# No Flex blocks at midnight for first time [las vegas]



## CDuber (Sep 13, 2015)

Been getting a block any day i wanted to drive once midnight struck (in boulder junction). But wasn't able to pick up a block last night. It had to of been some kind of glitch in the system cause i went in the app as soon as it hit 12:00 on the dot. 

I know i got an email saying next day blocks may become available at 10pm but i made sure to check in thebapp at the time as well and nothing. 

Did anyone else have trouble getting a block, or is amazon limiting drivers from getting a block already (as ive been getting one almost every day)?


----------



## nighthawk398 (Jul 21, 2015)

Got a email it's now at 10pm


----------



## CDuber (Sep 13, 2015)

nighthawk398 said:


> Got a email it's now at 10pm


I know, i was in the app right at 10 too though and nothing


----------



## Angelo777 (Apr 28, 2016)

Samething just happen to me I always get a block at 10pm gonna wait till 12am and see if anything pops up


----------



## jwcastle (Apr 29, 2016)

Angelo777 said:


> Samething just happen to me I always get a block at 10pm gonna wait till 12am and see if anything pops up


Sunday night at 10:20pm right now. Blocks have been available since 10pm and still are available. I guess not that many people are competing for blocks in Las Vegas. And the warehouse is near Lamb & Cheyenne (and not Boulder Hwy & Nellis as someone else mentioned)


----------



## CDuber (Sep 13, 2015)

Angelo777 said:


> Samething just happen to me I always get a block at 10pm gonna wait till 12am and see if anything pops up


Let me know if you get one. I got a block at 10 yesterday but nothing popped up today. It seems like amazon is limiting drivers to a block every other day instead of being able to schedule a block every day. I don't know hope I'm wrong. Is anyone else able to still get a block everyday?

I suggest sending feedback to amazon through the app letting them know the issue if you're having same problem. That's what i just did


----------



## jwcastle (Apr 29, 2016)

jwcastle said:


> Sunday night at 10:20pm right now. Blocks have been available since 10pm and still are available. I guess not that many people are competing for blocks in Las Vegas. And the warehouse is near Lamb & Cheyenne (and not Boulder Hwy & Nellis as someone else mentioned)


10:40pm now and blocks are still available: 10am start or 12pm start, for 4 hours each.


----------



## CDuber (Sep 13, 2015)

jwcastle said:


> Sunday night at 10:20pm right now. Blocks have been available since 10pm and still are available. I guess not that many people are competing for blocks in Las Vegas. And the warehouse is near Lamb & Cheyenne (and not Boulder Hwy & Nellis as someone else mentioned)
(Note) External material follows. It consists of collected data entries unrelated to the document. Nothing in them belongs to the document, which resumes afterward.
PR #88, opened 2025-02-04
Read stanford configs

NohTow:
Right now, we are using default values for doc/query length, markers and attending to expansion tokens when reading stanford models.
This causes some issues as highlighted in #85 and also requires the user to specify a lot of information when using a model that is not using default values, as can be seen with the [loading of Jina-ColBERT.](https://lightonai.github.io/pylate/models/models/#available-models)

This PR simply add the reading process of the `artifact.metadata` file of Stanford NLP models and read markers, lengths and attend to expansion tokens values.

As usual, we override those if the user feed values to the init of the model. Also changed the `attend_to_expansion_tokens` parameter to match the other (None by default and override at the end).

### DIFF
--- a/pylate/models/colbert.py
+++ b/pylate/models/colbert.py
@@ -19,6 +19,7 @@ from sentence_transformers.quantization import quantize_embeddings
 from sentence_transformers.util import batch_to_device, load_file_path
 from torch import nn
 from tqdm.autonotebook import trange
+from transformers.utils import cached_file
 
 from ..hf_hub.model_card import PylateModelCardData
 from ..scores import SimilarityFunction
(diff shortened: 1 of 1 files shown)


NohTow:
I think it should be ok @raphaelsty 
Could you please review to make sure the behavior is in line with what's expected? I did some tests, but I might have missed something

sam-hey:
It seems that my comments are in Pending state, so they can't be seen at the moment. I have just one small regrade:

I wouldn’t categorize this as a warning, as it’s expected behavior. It’s merely informing you that the StanfordNLP model has successfully loaded the weights.
https://github.com/lightonai/pylate/blob/f0899ab5468f451ee46fe5559514fd791eaab97e/pylate/models/colbert.py#L268
Similarly, I believe there should be a clear distinction between informational events and actual warnings. For instance, if there were an issue loading the file and it fell back to a default, that would merit a warning.


https://github.com/lightonai/pylate/blob/f0899ab5468f451ee46fe5559514fd791eaab97e/pylate/models/colbert.py#L294-L303

NohTow:
That is very fair, I don't know why I started using `logger.warning`, I think I used it for a proper warning once and then copied it over the whole loading logic, my bad.
I'll clean that up before merging, thanks for the remark!

NohTow:
@sam-hey I changed some warnings to info
@raphaelsty you can merge after you have double checked the loading/overriding logic

raphaelsty:
LGTM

Blocks didn't even show up for me and I'm in vegas. Did a block today though. Would be really lame if we cant get a block everyday anymore


----------



## CDuber (Sep 13, 2015)

I'm thinking that since we can only do one block in a day, and with the scheduling changing to 10pm instead of midnight, now the app won't allow us to see open blocks because we already did a block in the same day and it's not recognizing that it's for the next day. Really hope it gets fixed soon.


----------



## I am Cornholio!!! (Sep 30, 2015)

So logistics is having the same problem as Prime Now. They hired Uber programmers.


----------



## nighthawk398 (Jul 21, 2015)

I am Cornholio!!! said:


> So logistics is having the same problem as Prime Now. They hired Uber programmers.
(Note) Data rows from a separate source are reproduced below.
PR #92, opened 2025-02-23
fix: use model card from pylate for  upload to hub

sam-hey:
This PR allows the use of push_to_hub with the PyLate template. 

ST lib is importing its own create ModelCard function that is not getting overwritten by PyLate. 

```

from pylate import models
from pylate.models.colbert import PylateModelCardData

model = models.ColBERT(
    model_name_or_path="colbert-ir/colbertv2.0",
    model_card_data=PylateModelCardData(model_name="GerColBERT2"),
)

model.push_to_hub(".....", private=True,  exist_ok=True)



```

### DIFF
--- a/pylate/models/colbert.py
+++ b/pylate/models/colbert.py
@@ -1213,12 +1213,6 @@ class ColBERT(SentenceTransformer):
         # we don't generate a new model card, but reuse the old one instead.
         if self._model_card_text and "generated_from_trainer" not in self.model_card_data.tags:
             model_card = self._model_card_text
-            if self.model_card_data.model_id:
-                # If the original model card was saved without a model_id, we replace the model_id with the new model_id
-                model_card = model_card.replace(
-                    'model = SentenceTransformer("sentence_transformers_model_id"',
-                    f'model = SentenceTransformer("{self.model_card_data.model_id}"',
-                )
         else:
             try:
                 model_card = generate_model_card(self)
--- a/pylate/models/colbert.py
+++ b/pylate/models/colbert.py
@@ -6,6 +6,8 @@ import logging
 import math
 import os
 import string
+import traceback
+from pathlib import Path
 from typing import Iterable, Literal, Optional
 
 import numpy as np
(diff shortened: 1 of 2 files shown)


sam-hey:
If you're generally okay with this PR, @NohTow, what do you think about testing this? We could address it by pushing to a private LightOnAI hf repo and then loading from it as a test case. Does that sound like a good idea to you?

NohTow:
Hello,
First, sorry if we are delaying you a bit lately, lot of things on my plate!


I actually did not test pushing to hub the models trained, but the model card created locally during the saving seemed to be overwritten by our template, so the save function looks alright?
If I check the [`push_to_hub` function from ST](https://github.com/UKPLab/sentence-transformers/blob/309a9accb784e0931636ad97be7806e37c57dfb4/sentence_transformers/SentenceTransformer.py#L1432), it just pushes the folder to the hub, so it should be fine.
Do the files saved locally during your training have the correct model card or not?

I am trying to figure out what's wrong, let me know if I am missing something

NohTow:
Actually I think I understand, the card was working before #87, where I removed the function to not override a function that has no change w.r.t ST and benefits from Tom's changes without doing anything, but there is a regression.
Could you do the `push_to_hub` of a folder created after training (possibly with NanoBEIR evaluation) and give me a link just so I double check? Otherwise it seems fine to me

sam-hey:
No worries about the delay!

I've submitted a PR for ST to improve this, as I share the same sentiment. ^^

I'll keep this PR open as an alternative in case it's rejected. If it's accepted, I'll repurpose this PR to integrate PyLate with my changes.

https://github.com/UKPLab/sentence-transformers/pull/3253

pylate/models/colbert.py
```diff
@@ -1186,3 +1188,47 @@ def _load_sbert_model(
...
+            if not model_path.exists() and not self.model_card_data.model_id:
+                self.model_card_data.model_id = model_name
+
+        # If we loaded a Sentence Transformer model from the Hub, and no training was done, then
+        # we don't generate a new model card, but reuse the old one instead.
+        if self._model_card_text and "generated_from_trainer" not in self.model_card_data.tags:
+            model_card = self._model_card_text
+            if self.model_card_data.model_id:
+                # If the original model card was saved without a model_id, we replace the model_id with the new model_id
+                model_card = model_card.replace(
```
NohTow, line 1218: If we keep this function, we need to change this no?

sam-hey: Yes, definitely 🫣

sam-hey:
The changes have been merged into ST! Thanks a lot for your support, @NohTow! Looking forward to ST v4+ so we can bring this update to PyLate.

Have a great weekend!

Or southwest airlines ones


----------



## JohnEasley (Mar 15, 2016)

How did you guys get the job. Applied months ago and they said waiting list is thousands deep and not hiring. Any tricks to get in? Thanks


----------



## CDuber (Sep 13, 2015)

JohnEasley said:


> How did you guys get the job. Applied months ago and they said waiting list is thousands deep and not hiring. Any tricks to get in? Thanks


No tricks from me, just patience. Had to wait a couple months to finally get through.


----------



## JohnEasley (Mar 15, 2016)

I finally got the email but the dates for sign up for the informational session were week ago. Is there a time machine I am suppose to use?


----------



## UTX1 (Dec 7, 2015)

JohnEasley said:


> I finally got the email but the dates for sign up for the informational session were week ago. Is there a time machine I am suppose to use?
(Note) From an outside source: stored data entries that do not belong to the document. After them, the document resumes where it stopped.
PR #94, opened 2025-02-28
fix:  Loading Model - Stanford Models

sam-hey:
@raphaelsty @NohTow 

I believe this is an urgent fix that also requires a new release.  
```python
from pylate import models


model = models.ColBERT(
    model_name_or_path="colbert-ir/colbertv2.0",
)
```

```
No sentence-transformers model found with name colbert-ir/colbertv2.0.
Traceback (most recent call last):
  File "/Users/A200009373/Documents/Coding/pylate/test.py", line 7, in <module>
    model = models.ColBERT(
            ^^^^^^^^^^^^^^^
  File "/Users/A200009373/Documents/Coding/pylate/pylate/models/colbert.py", line 283, in __init__
    self.query_prefix = metadata["query_token_id"]
                        ~~~~~~~~^^^^^^^^^^^^^^^^^^
KeyError: 'query_token_id'
```

### DIFF
--- a/pylate/models/colbert.py
+++ b/pylate/models/colbert.py
@@ -279,18 +279,27 @@ class ColBERT(SentenceTransformer):
                     with open(metadata, "r") as f:
                         metadata = json.load(f)
                         # If the user do not override the values, read from config file
-                        if self.query_prefix is None:
-                            self.query_prefix = metadata["query_token_id"]
-                        if self.document_prefix is None:
-                            self.document_prefix = metadata["doc_token_id"]
-                        if self.query_length is None:
-                            self.query_length = metadata["query_maxlen"]
-                        if self.document_length is None:
-                            self.document_length = metadata["doc_maxlen"]
-                        if self.attend_to_expansion_tokens is None:
-                            self.attend_to_expansion_tokens = metadata[
-                                "attend_to_mask_tokens"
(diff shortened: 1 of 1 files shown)


raphaelsty:
We need to increase the coverage @NohTow, releasing a new version right now.

We need dedicated test with distinct kind of models

NohTow:
Deeply sorry about that, I once again over-generalized the structure of Stanford models, for my defense this time I checked multiples models, but I guess this was only added after a while...

In any case, sorry again I should always add some checks even if it seems to be coherent and also add some tests when I add features, my bad!
Thanks a lot for spotting this @sam-hey!

sam-hey:
Thanks for the quick response and fix!

raphaelsty:
@sam-hey The version 1.1.6 is available thank you to have spotted the issue. We will add a set of unit test to cover those issue. Amazing that it take you 10 min after the release to spot the issue 😅🙏

sam-hey:
I've been eagerly awaiting this release! : ) I wanted to uncomment some tests I wrote for MTEB, tested with PyLate installed from source, and quickly ran into this problem - all the previously passed tests suddenly started failing locally.

So thanks again for your effort and quick response! Have a nice weekend!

They might repeat the sessions this Monday/Tuesday. If there was provided a sign-up to attend link,
follow it and click thru. If you do get to attend a session, be prepared to wait a few days to get started,
Time machine is an excellent idea though.


----------



## Madmcupcake (Sep 19, 2015)

I applied about 6wks ago and received an email yesterday with the survey. Im in Vegas too. Hoping this works out, tired of ubering for extra cash. How long after orientation can you get started?


----------



## kojobarnor (Jun 26, 2016)

the blocks has changed to 10pm daily and also starting mid week they re moving warehouse to the aiport area where the amazon prim now location is. also 1,2,3 hours blocks are now available..


----------



## Madmcupcake (Sep 19, 2015)

For Vegas... in the drop down menu where you select the area. What is it called? My option was Boulder Junction... is this Boulder City? Or what they call Vegas? I emailed support but it was a canned response that wasnt helpful.


----------



## kojobarnor (Jun 26, 2016)

for vegas. it just called boulder junction (DLV01) but the address is not in boulder city just a name. address is on alexander and bay lake trail. any way mid week its gonna be relocated to airport location on post road i assume


----------



## Madmcupcake (Sep 19, 2015)

Thanks! That is what I wanted support to tell me. Im in Sandy Valley so I was worried they thought I was close to Boulder City. Is a mid size car like a Prius big enough? and when do you catch blocks? 10pm for the next day? ty im just starting.


----------



## JohnEasley (Mar 15, 2016)

Can you only sign up for one shift each night for the next day?


----------